▶ [Stored data]
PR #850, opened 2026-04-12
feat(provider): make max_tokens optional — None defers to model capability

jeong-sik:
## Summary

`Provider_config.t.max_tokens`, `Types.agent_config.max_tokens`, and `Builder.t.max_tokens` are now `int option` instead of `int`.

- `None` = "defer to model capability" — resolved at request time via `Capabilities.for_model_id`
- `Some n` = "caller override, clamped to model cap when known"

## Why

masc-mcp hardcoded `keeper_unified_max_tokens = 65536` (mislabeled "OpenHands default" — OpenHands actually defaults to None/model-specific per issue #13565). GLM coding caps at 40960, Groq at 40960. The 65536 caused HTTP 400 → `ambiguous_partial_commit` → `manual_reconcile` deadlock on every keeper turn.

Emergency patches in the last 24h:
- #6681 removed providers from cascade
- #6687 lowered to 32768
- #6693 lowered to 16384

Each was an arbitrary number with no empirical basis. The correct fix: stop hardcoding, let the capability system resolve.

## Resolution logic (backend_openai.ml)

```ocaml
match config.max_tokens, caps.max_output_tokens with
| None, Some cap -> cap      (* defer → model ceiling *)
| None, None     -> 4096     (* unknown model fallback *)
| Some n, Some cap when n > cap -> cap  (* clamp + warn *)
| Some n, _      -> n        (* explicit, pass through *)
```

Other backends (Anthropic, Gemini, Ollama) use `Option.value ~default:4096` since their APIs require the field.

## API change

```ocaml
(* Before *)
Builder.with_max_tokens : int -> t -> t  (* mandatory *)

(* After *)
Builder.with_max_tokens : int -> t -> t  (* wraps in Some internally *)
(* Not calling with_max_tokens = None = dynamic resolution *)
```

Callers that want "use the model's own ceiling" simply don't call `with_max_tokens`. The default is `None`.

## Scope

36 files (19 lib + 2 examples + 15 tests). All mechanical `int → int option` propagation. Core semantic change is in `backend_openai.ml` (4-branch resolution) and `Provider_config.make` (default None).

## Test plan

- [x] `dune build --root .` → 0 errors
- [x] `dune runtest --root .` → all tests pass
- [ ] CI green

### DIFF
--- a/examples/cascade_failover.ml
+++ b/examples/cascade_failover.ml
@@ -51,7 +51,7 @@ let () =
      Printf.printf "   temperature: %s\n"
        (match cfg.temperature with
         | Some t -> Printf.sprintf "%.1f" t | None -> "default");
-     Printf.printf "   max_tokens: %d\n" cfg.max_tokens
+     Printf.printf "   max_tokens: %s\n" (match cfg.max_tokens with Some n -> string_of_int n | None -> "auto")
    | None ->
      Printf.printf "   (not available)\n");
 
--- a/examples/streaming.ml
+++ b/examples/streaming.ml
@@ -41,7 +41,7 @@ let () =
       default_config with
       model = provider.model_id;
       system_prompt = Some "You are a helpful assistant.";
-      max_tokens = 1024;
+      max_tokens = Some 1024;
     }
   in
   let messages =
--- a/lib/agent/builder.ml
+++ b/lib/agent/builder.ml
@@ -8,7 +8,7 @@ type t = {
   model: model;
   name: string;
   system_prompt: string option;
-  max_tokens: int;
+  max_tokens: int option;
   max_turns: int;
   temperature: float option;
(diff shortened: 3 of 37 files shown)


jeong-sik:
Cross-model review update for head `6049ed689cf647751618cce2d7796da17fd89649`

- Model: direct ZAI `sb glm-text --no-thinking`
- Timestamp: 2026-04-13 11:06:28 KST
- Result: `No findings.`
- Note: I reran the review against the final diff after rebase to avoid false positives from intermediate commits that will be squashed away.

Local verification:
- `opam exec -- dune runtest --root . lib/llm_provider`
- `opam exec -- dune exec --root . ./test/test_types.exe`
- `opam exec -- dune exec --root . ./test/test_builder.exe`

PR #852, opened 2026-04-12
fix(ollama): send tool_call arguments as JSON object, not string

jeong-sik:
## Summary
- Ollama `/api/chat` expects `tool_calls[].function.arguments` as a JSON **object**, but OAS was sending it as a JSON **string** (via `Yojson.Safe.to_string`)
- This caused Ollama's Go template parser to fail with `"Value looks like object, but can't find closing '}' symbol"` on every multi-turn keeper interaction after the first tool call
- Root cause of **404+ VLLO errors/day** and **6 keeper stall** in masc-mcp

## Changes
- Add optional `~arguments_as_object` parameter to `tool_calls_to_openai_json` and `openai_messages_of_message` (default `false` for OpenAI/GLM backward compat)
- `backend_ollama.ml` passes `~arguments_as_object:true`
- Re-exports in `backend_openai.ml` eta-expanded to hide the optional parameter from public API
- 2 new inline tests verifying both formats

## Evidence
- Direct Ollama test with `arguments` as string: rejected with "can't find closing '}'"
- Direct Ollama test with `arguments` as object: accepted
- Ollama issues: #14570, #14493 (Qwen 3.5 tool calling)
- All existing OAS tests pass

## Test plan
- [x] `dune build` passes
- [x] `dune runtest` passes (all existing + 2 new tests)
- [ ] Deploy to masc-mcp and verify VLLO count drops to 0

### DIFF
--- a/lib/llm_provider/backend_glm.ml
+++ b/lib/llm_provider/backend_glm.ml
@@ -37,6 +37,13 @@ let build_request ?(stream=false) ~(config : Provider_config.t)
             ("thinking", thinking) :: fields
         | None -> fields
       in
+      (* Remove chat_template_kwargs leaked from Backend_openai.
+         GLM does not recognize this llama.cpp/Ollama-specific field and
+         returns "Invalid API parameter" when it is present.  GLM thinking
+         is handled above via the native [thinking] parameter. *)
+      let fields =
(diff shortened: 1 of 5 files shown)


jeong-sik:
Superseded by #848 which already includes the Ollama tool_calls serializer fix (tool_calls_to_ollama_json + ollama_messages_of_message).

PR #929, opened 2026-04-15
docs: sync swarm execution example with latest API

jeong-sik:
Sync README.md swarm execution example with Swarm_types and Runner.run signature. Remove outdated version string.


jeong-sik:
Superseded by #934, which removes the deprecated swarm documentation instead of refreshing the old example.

▶ [What you need to do] Extract all lines of the records above that include "every".

▶ [Exercise answer]
masc-mcp hardcoded `keeper_unified_max_tokens = 65536` (mislabeled "OpenHands default" — OpenHands actually defaults to None/model-specific per issue #13565). GLM coding caps at 40960, Groq at 40960. The 65536 caused HTTP 400 → `ambiguous_partial_commit` → `manual_reconcile` deadlock on every keeper turn.
- This caused Ollama's Go template parser to fail with `"Value looks like object, but can't find closing '}' symbol"` on every multi-turn keeper interaction after the first tool call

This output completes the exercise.